● **What this task involves**
Using the data below, return every line that holds the word "failing".

● **Given data**
Issue #100, opened 2026-07-10
/dev/stdin EACCES when Preflight is launched from Windows-host Claude Code via wsl.exe


tswdsawada:
**Summary:** When Claude Code runs on the Windows host and spawns Preflight inside WSL (stdio crossing the Windows/Linux boundary via `wsl.exe`), any attempt to (re)open `/dev/stdin` fails with EACCES.

**Root cause:** For `wsl.exe`-launched sessions, the stdin pipe is created by WSL's init/relay, which runs as root. The pipe inode is therefore `root:root` with mode `0600`. Reading the *inherited* fd 0 works fine, but opening `/dev/stdin` (→ `/proc/self/fd/0`) re-opens the pipe inode, which fails the permission check for a non-root user.

**One-line repro (from PowerShell):**

```powershell
"x" | wsl.exe -e cat /dev/stdin
# cat: /dev/stdin: Permission denied
```

`stat -L /dev/stdin` in that context shows:

```
Access: (0600/prw-------)  Uid: (    0/    root)   Gid: (    0/    root)
```

The same command run entirely inside WSL succeeds, because the pipe is then created by the user's shell and owned by the user:

```
$ echo hi | cat /dev/stdin
hi
```

**Not related to:** sudo installation, WSL distro/version, or file ownership of the installed package. It also does not reproduce when Claude Code itself runs inside WSL — only when stdio crosses the Windows/WSL boundary.

**Impact:** Anyone running Claude Code on the Windows host with Preflight installed in WSL hits this — which is a natural setup for Windows users, given Preflight's WSL install support (#9, #10).

**Suggested fix:** Read the inherited fd 0 directly (e.g. `cat -`, or reading the stdin stream) instead of re-opening `/dev/stdin`.

chrisdhaan:
Duplicate of #99 (identical report, filed ~2 minutes apart). Closing this one and continuing discussion on #99.

PR #105, opened 2026-07-10
Fix: v1.4.11 — /dev/stdin EACCES when running Preflight inside WSL via wsl.exe

### LINKED ISSUE #99: /dev/stdin EACCES when Preflight is launched from Windows-host Claude Code via wsl.exe
**Summary:** When Claude Code runs on the Windows host and spawns Preflight inside WSL (stdio crossing the Windows/Linux boundary via `wsl.exe`), any attempt to (re)open `/dev/stdin` fails with EACCES.

**Root cause:** For `wsl.exe`-launched sessions, the stdin pipe is created by WSL's init/relay, which runs as root. The pipe inode is therefore `root:root` with mode `0600`. Reading the *inherited* fd 0 works fine, but opening `/dev/stdin` (→ `/proc/self/fd/0`) re-opens the pipe inode, which fails the permission check for a non-root user.

**One-line repro (from PowerShell):**

```powershell
"x" | wsl.exe -e cat /dev/stdin
# cat: /dev/stdin: Permission denied
```

`stat -L /dev/stdin` in that context shows:

```
Access: (0600/prw-------)  Uid: (    0/    root)   Gid: (    0/    root)
```

The same command run entirely inside WSL succeeds, because the pipe is then created by the user's shell and owned by the user:

```
$ echo hi | cat /dev/stdin
hi
```

**Not related to:** sudo installation, WSL distro/version, or file ownership of the installed package. It also does not reproduce when Claude Code itself runs inside WSL — only when stdio crosses the Windows/WSL boundary.

**Impact:** Anyone running Claude Code on the Windows host with Preflight installed in WSL hits this — which is a natural setup for Windows users, given Preflight's WSL install support (#9, #10).

**Suggested fix:** Read the inherited fd 0 directly (e.g. `cat -`, or reading the stdin stream) instead of re-opening `/dev/stdin`.

chrisdhaan:
## Summary
- Fixes #99. When Claude Code runs on a Windows host and spawns Preflight inside WSL via `wsl.exe`, the piped stdin crossing that boundary is created by WSL's root-owned init/relay (`root:root`, mode `0600`). The hook collector read stdin by opening `/dev/stdin` — a symlink to `/proc/self/fd/0` — which triggers a fresh `open()` subject to a permission check against that root-owned inode, failing with `EACCES` for the non-root user even though the already-inherited stdin file descriptor is readable. Hook events were silently dropped for every such setup.
- The collector now falls back to reading the inherited stdin file descriptor directly only when `/dev/stdin` fails specifically with `EACCES`, leaving the existing POSIX (EAGAIN-avoidant) and Windows read paths unchanged for every other case.
- Version bump to 1.4.11 + CHANGELOG entry.

## Test plan
- [x] New unit tests: fallback on `EACCES`, and non-`EACCES` errors still propagate unchanged (`src/hooks/collector-script.test.ts`)
- [x] Root cause independently verified with a local repro of the underlying Unix permission-check mechanic (an already-open fd bypasses the re-check; a fresh re-open of the same path re-triggers it)
- [x] `npm run build` — clean
- [x] `npm test` — full suite passes

### DIFF
--- a/CHANGELOG.md
+++ b/CHANGELOG.md
@@ -5,6 +5,12 @@ All notable changes to this project will be documented in this file.
 The format is based on [Keep a Changelog](https://keepachangelog.com/en/1.1.0/),
 and this project adheres to [Semantic Versioning](https://semver.org/spec/v2.0.0.html).
 
+## [1.4.11] - 2026-07-10
+
+### Fixed
+
+- **`EACCES` reading stdin when Claude Code runs on a Windows host and spawns Preflight inside WSL via `wsl.exe`** — the hook collector read stdin by opening `/dev/stdin`, a symlink to `/proc/self/fd/0`. On Linux that path is a fresh `open()` subject to a permission check, and the stdin pipe crossing the Windows/WSL boundary is created by WSL's root-owned init/relay (`root:root`, mode `0600`), so the re-open failed for a non-root user even though the already-inherited file descriptor was readable. Hook events were silently dropped for every Windows-host/WSL-guest Claude Code setup. The collector now falls back to reading the inherited stdin file descriptor directly when `/dev/stdin` specifically fails with `EACCES`, leaving the existing POSIX and Windows read paths unchanged otherwise. (#99)
+
 ## [1.4.10] - 2026-07-10
 
 ### Fixed
--- a/package-lock.json
+++ b/package-lock.json
@@ -1,12 +1,12 @@
 {
   "name": "@newrelic/preflight",
-  "version": "1.4.10",
+  "version": "1.4.11",
   "lockfileVersion": 3,
   "requires": true,
   "packages": {
     "": {
       "name": "@newrelic/preflight",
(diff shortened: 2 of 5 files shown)


tswdsawada:
Thank you for the quick turnaround on this! (I reported the original issue in #100.)

I've verified the fix on the exact setup that was failing — Claude Code on a Windows host spawning Preflight inside WSL via `wsl.exe`:

- Updated to v1.4.34 — the collector now reads hook events across the Windows/WSL boundary without EACCES (piping directly into `preflight-collector`, no `cat` workaround needed), and events show up on the local dashboard in real time.

One heads-up: while updating I hit an unrelated packaging problem in the v1.4.34 release itself (registry manifest missing `undici`/`hono`/`js-yaml`, so a fresh install crashes at startup). Filed separately as #189 with a workaround.

Thanks again!

corinnekunze:

PR #106, opened 2026-07-10
Fix: nr_observe_get_platform_comparison can't differentiate platforms

### LINKED ISSUE #107: nr_observe_get_platform_comparison can't differentiate platforms
## Summary

An audit of every registered MCP tool's documented contract vs. its actual implementation found that `nr_observe_get_platform_comparison` could never actually compare platforms.

## Root cause

`buildSessionSummary()` never set the `platform` field on persisted session summaries. Every session fell into the `'claude-code'` fallback bucket used by the tool's grouping logic, regardless of which of the 9 real platform adapters (Cursor, Windsurf, Zed, Continue, Amazon Q, Kiro, Copilot, generic-mcp, Claude Code) actually generated the session. The tool's per-platform aggregation math was correct — the input data was the defect.

## Fix

The active platform is detected exactly once per process by `PlatformRegistry`, but was never exposed outside the internal event processor. Added a public `HookEventProcessor.activePlatform` getter and threaded it through to `buildSessionSummary()`'s `platform` field, so distinct platforms now produce distinct buckets.

## Related, not fixed here

`nr_observe_get_collaboration_profile` has a similar-shaped bug (three other fields — `userMessages`, `assistantMessages`, `userCorrections` — are also hardcoded to 0 in the same function), but fixing that requires new transcript-parsing logic and is a separate, larger effort.

chrisdhaan:
Closes #107

## Summary
- `nr_observe_get_platform_comparison` could never differentiate platforms — `buildSessionSummary()` never set the `platform` field on persisted session summaries, so every session fell into the `'claude-code'` fallback bucket regardless of which of the 9 real platform adapters generated it.
- The active platform is detected exactly once per process by `PlatformRegistry` (already happening, just never exposed). This threads that already-known value through: `HookEventProcessor.activePlatform` (new public getter) → `BuildSessionSummarySources.platform` (new optional field) → `FullSessionSummary.platform` (already-existing field, now populated) → `nr_observe_get_platform_comparison`'s grouping logic (already reads it, unchanged).
- No consumer-side changes needed. Found during an audit of every registered MCP tool's documented contract vs. its actual implementation.
- Does **not** fix `nr_observe_get_collaboration_profile` — that needs `userMessages`/`assistantMessages`/`userCorrections` data via new transcript-parsing logic, a separate, larger fix with its own design (deferred).
- Version bump 1.4.11 → 1.4.12 + CHANGELOG entry.

## Test plan
- [x] `npm run build` — clean
- [x] `npm run lint` — 0 errors
- [x] `npm test` — 3899 passed, 3 skipped (pre-existing, unrelated); 4 new tests
- [x] Diff scoped to exactly the 8 files this fix touches — no unrelated changes

### DIFF
--- a/CHANGELOG.md
+++ b/CHANGELOG.md
@@ -5,6 +5,12 @@ All notable changes to this project will be documented in this file.
 The format is based on [Keep a Changelog](https://keepachangelog.com/en/1.1.0/),
 and this project adheres to [Semantic Versioning](https://semver.org/spec/v2.0.0.html).
 
+## [1.4.12] - 2026-07-10
+
+### Fixed
+
+- `nr_observe_get_platform_comparison` could never differentiate platforms — `buildSessionSummary()` never set the `platform` field on persisted session summaries, so every session fell into the `'claude-code'` fallback bucket regardless of which of the 9 real platform adapters generated it. The active platform (already detected once per process by `PlatformRegistry`) is now threaded through `HookEventProcessor.activePlatform` into every persisted session summary. Found during the MCP tools audit. Does not address the related `nr_observe_get_collaboration_profile` bug (missing `userMessages`/`assistantMessages`/`userCorrections` data) — that's a separate, larger fix.
+
 ## [1.4.11] - 2026-07-10
 
 ### Fixed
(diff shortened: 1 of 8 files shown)


corinnekunze:

PR #109, opened 2026-07-10
Fix: v1.4.13 — literal path-containment check for CodeQL

### LINKED ISSUE #110: Static-asset path-containment check not recognized by CodeQL as a path-injection sanitizer
## Description

`isWithinRoot()` in `src/dashboard/routes/static-handler.ts` — the containment
check guarding the dashboard's static file handler — checked one hardcoded
`'/'` separator plus a runtime `path.sep`-derived fallback (the fallback is
needed so Windows' backslash-joined paths still pass the containment check).

CodeQL's `js/path-injection` query cannot statically prove that a runtime
value equals `'/'`, so it stopped recognizing the fallback branch as a valid
sanitizer and flagged the file reads that follow (`stat()` and `readFile()`)
as potential path injection.

## Fix

Both separator checks are now hardcoded string literals (`'/'` and `'\\'`)
instead of one literal plus a runtime-derived fallback. CodeQL recognizes
literal-anchored checks as the standard path-containment sanitizer pattern.
Behavior is unchanged on either platform: Windows already effectively used
the `'\\'` branch at runtime, and the POSIX fallback branch was already a
redundant duplicate of the `'/'` check.

## Test plan

- [x] Existing `static-handler.windows-sep.test.ts` covers both the Windows
  and POSIX containment cases without needing OS-specific test setup

chrisdhaan:
## Summary

- Rewrites `isWithinRoot()` in `static-handler.ts` to check two hardcoded
  string literals ('/' and '\\') instead of one literal plus a
  `path.sep`-derived fallback, so CodeQL recognizes it as a valid
  path-containment sanitizer instead of flagging the file reads that
  follow as path injection.
- Behavior is unchanged on both platforms: Windows already effectively
  used the '\\' branch at runtime, and POSIX's fallback branch was already
  a redundant duplicate of the '/' check.
- Bumps to v1.4.13 with a CHANGELOG entry.

## Test plan

- [x] `npm run build && npm test && npm run lint` — all pass
- [x] `static-handler.windows-sep.test.ts` covers both the Windows and
  POSIX containment cases without needing OS-specific test setup
- [x] Confirmed clean against CodeQL prior to this PR (verified on a
  throwaway branch)

Fixes #110

### DIFF
--- a/CHANGELOG.md
+++ b/CHANGELOG.md
@@ -5,6 +5,12 @@ All notable changes to this project will be documented in this file.
 The format is based on [Keep a Changelog](https://keepachangelog.com/en/1.1.0/),
 and this project adheres to [Semantic Versioning](https://semver.org/spec/v2.0.0.html).
 
+## [1.4.13] - 2026-07-10
+
+### Fixed
+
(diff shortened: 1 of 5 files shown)


corinnekunze:

PR #112, opened 2026-07-10
Fix: v1.4.14 — path.relative() containment check for CodeQL

### LINKED ISSUE #110: Static-asset path-containment check not recognized by CodeQL as a path-injection sanitizer

chrisdhaan:
## Summary

- v1.4.13's fix (two hardcoded literal separator checks OR'd together) did
  not actually clear CodeQL's `js/path-injection` findings despite passing
  every check available at merge time.
- Root cause: CodeQL never recognizes an `||` of two `startsWith()` calls
  as a sanitizer, regardless of whether the literals are hardcoded or the
  check is inlined. It does recognize a `path.relative()`-based
  containment check, but only when inlined directly at the point of use.
- `isWithinRoot()` is now deleted; the containment check is inlined
  directly using `path.relative()`/`path.isAbsolute()`. Windows
  correctness is now handled by Node's own platform-aware path module
  rather than hand-rolled separator matching.
- Preserves the exact current 403 for an empty/double-slash request path.
- Confirmed clean against a real push-triggered CodeQL analysis on a
  disposable scratch repo before this PR was opened.

Fixes #110

## Test plan

- [x] `npm run build && npm test && npm run lint` — all pass
- [x] New `path.win32`-behavior-pinning test replaces the old
  `isWithinRoot()` unit tests
- [x] New end-to-end test for the empty/double-slash edge case
- [x] Confirmed clean against a real push-triggered CodeQL analysis before
  opening this PR

### DIFF
--- a/CHANGELOG.md
+++ b/CHANGELOG.md
@@ -5,6 +5,12 @@ All notable changes to this project will be documented in this file.
 The format is based on [Keep a Changelog](https://keepachangelog.com/en/1.1.0/),
 and this project adheres to [Semantic Versioning](https://semver.org/spec/v2.0.0.html).
 
+## [1.4.14] - 2026-07-10
+
+### Fixed
+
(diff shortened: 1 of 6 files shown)


corinnekunze:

● **Output of the exercise**
- Fixes #99. When Claude Code runs on a Windows host and spawns Preflight inside WSL via `wsl.exe`, the piped stdin crossing that boundary is created by WSL's root-owned init/relay (`root:root`, mode `0600`). The hook collector read stdin by opening `/dev/stdin` — a symlink to `/proc/self/fd/0` — which triggers a fresh `open()` subject to a permission check against that root-owned inode, failing with `EACCES` for the non-root user even though the already-inherited stdin file descriptor is readable. Hook events were silently dropped for every such setup.
I've verified the fix on the exact setup that was failing — Claude Code on a Windows host spawning Preflight inside WSL via `wsl.exe`:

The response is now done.